Task data:
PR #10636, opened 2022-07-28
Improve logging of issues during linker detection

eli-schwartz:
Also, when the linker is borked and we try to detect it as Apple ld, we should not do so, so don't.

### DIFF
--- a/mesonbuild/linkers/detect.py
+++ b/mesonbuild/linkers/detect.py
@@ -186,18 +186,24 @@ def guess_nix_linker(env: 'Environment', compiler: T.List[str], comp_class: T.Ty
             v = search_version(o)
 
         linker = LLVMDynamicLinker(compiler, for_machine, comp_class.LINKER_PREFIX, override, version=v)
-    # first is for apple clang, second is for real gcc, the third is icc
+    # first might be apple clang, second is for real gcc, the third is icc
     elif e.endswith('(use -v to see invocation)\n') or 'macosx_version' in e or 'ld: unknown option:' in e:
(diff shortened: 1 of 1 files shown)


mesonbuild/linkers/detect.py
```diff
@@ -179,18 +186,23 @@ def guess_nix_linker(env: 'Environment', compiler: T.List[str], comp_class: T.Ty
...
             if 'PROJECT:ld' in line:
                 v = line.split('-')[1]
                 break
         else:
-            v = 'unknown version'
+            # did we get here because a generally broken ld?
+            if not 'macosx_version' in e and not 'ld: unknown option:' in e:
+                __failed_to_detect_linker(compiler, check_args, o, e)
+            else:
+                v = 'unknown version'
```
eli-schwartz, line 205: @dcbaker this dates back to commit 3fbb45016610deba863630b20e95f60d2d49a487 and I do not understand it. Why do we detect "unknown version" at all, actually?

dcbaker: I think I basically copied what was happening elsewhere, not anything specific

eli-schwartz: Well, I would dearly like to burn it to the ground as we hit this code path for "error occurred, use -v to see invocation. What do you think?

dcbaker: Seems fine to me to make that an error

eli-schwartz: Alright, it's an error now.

What needs to be done: Could you return all lines from the records that include the word "third"?

Output of the task:
-    # first is for apple clang, second is for real gcc, the third is icc
+    # first might be apple clang, second is for real gcc, the third is icc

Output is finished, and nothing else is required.